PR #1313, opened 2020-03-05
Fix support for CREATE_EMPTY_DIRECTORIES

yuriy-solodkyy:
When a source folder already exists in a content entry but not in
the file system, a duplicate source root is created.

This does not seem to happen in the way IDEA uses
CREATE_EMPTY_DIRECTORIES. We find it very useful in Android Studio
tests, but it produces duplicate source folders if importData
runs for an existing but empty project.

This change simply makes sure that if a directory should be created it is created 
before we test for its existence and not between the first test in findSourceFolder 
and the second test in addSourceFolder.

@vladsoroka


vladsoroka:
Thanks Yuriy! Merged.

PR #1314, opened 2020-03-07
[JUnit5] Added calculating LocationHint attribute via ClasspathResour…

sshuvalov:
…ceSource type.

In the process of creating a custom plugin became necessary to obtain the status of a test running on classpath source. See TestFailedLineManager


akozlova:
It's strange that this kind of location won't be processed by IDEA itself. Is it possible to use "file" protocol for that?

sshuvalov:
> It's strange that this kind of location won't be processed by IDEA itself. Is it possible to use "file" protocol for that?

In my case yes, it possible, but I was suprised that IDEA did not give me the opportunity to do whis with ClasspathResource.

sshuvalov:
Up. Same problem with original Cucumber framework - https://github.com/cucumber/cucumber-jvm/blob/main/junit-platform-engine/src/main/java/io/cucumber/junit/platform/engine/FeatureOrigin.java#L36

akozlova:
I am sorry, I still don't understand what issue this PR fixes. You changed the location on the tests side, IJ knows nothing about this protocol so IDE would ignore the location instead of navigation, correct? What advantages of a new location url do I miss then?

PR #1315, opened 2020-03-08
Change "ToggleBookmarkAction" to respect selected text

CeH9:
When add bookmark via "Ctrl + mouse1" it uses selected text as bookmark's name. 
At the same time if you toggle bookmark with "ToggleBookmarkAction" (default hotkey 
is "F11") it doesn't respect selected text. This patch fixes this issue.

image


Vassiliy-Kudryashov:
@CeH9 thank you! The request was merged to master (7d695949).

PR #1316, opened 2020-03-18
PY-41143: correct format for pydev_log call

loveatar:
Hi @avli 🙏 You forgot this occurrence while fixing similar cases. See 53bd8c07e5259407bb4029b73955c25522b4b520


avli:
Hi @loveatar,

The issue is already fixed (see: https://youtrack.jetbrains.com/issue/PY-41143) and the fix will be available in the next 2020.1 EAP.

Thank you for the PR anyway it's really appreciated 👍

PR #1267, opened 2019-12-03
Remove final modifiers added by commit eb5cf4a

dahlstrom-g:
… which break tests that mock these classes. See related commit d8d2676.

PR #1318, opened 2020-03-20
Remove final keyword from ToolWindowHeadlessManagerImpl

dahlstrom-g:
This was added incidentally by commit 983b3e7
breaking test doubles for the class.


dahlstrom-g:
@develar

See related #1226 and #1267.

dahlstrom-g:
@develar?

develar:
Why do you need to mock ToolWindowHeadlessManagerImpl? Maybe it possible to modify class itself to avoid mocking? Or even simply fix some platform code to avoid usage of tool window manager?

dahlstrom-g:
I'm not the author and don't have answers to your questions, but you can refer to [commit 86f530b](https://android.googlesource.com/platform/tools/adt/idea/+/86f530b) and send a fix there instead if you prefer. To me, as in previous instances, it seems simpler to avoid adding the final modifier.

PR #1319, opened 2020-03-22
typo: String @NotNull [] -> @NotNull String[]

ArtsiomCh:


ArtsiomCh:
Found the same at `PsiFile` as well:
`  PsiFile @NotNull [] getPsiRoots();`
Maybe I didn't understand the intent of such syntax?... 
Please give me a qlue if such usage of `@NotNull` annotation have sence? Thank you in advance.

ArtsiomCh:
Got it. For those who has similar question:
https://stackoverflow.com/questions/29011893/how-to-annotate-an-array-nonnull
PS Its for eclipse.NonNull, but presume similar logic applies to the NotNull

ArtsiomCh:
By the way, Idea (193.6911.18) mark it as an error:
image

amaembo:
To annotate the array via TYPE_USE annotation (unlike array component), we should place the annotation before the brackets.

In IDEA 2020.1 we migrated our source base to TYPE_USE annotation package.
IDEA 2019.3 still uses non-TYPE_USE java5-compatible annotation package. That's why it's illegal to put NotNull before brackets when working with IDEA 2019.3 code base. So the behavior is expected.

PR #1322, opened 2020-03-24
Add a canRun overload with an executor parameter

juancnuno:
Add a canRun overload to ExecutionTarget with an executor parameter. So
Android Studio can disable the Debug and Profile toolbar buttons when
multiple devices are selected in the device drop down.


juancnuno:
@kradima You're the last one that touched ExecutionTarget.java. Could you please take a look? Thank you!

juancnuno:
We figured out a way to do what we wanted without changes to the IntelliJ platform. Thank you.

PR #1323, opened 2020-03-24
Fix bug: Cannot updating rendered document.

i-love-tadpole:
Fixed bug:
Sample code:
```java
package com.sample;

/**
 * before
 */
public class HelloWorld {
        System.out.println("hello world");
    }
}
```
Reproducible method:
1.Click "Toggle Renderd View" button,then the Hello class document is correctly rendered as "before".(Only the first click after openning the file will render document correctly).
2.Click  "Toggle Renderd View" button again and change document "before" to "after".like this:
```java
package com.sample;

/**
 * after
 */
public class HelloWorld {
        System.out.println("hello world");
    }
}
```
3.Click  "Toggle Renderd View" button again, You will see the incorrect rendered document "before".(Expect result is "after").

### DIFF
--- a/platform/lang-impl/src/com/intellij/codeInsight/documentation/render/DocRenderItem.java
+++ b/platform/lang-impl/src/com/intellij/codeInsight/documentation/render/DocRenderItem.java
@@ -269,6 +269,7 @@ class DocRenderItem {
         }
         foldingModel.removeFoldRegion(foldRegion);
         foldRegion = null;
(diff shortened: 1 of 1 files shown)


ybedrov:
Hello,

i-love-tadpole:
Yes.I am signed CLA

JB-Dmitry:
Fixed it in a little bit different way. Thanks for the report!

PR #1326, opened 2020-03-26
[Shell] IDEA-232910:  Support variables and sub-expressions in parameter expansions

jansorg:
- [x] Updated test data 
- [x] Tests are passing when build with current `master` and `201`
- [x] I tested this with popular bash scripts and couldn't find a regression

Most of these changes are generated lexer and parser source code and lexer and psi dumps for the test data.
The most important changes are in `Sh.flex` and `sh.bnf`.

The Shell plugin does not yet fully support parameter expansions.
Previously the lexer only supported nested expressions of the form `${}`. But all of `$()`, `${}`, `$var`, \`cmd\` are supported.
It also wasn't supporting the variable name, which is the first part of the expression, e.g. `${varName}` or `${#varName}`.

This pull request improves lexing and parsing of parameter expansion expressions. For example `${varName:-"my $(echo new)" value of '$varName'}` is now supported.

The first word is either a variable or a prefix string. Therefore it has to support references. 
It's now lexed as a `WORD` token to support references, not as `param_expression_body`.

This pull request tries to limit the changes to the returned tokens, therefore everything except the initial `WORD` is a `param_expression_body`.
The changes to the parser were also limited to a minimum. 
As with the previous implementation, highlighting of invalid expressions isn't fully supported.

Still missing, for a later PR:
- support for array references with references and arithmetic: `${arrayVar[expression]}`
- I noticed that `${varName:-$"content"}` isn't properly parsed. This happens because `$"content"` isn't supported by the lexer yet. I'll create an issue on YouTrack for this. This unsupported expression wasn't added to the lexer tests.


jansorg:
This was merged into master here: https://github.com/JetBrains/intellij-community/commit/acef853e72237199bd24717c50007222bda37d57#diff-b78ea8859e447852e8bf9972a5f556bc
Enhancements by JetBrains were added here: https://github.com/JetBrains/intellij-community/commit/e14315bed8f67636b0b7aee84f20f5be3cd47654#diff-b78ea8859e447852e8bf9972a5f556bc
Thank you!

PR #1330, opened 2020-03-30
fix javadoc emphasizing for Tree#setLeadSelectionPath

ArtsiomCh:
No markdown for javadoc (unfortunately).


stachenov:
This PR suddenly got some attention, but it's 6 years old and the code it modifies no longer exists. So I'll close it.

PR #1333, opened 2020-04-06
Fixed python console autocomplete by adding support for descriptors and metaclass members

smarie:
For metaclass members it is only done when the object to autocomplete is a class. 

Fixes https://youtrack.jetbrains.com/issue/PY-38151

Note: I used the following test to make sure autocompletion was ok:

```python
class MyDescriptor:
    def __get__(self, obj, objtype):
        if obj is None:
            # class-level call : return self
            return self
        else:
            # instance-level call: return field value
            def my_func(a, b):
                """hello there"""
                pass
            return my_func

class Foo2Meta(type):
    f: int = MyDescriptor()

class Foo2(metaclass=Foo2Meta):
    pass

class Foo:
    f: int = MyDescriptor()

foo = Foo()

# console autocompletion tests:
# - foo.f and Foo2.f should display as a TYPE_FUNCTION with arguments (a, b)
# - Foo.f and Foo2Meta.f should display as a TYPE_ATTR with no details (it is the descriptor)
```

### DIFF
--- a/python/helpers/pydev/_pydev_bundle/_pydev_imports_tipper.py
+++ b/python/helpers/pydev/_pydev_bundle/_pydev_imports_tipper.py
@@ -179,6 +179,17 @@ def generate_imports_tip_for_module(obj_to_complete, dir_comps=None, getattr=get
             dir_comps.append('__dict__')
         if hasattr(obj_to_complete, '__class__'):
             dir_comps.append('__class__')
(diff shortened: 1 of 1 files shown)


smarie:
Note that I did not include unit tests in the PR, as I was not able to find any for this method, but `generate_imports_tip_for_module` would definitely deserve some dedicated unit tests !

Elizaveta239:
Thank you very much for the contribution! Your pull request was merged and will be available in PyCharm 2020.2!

◆ **Exercise instructions**: Above are some records. Report the number of their lines that include "master", and add nothing else.

◆ **Final answer**: 3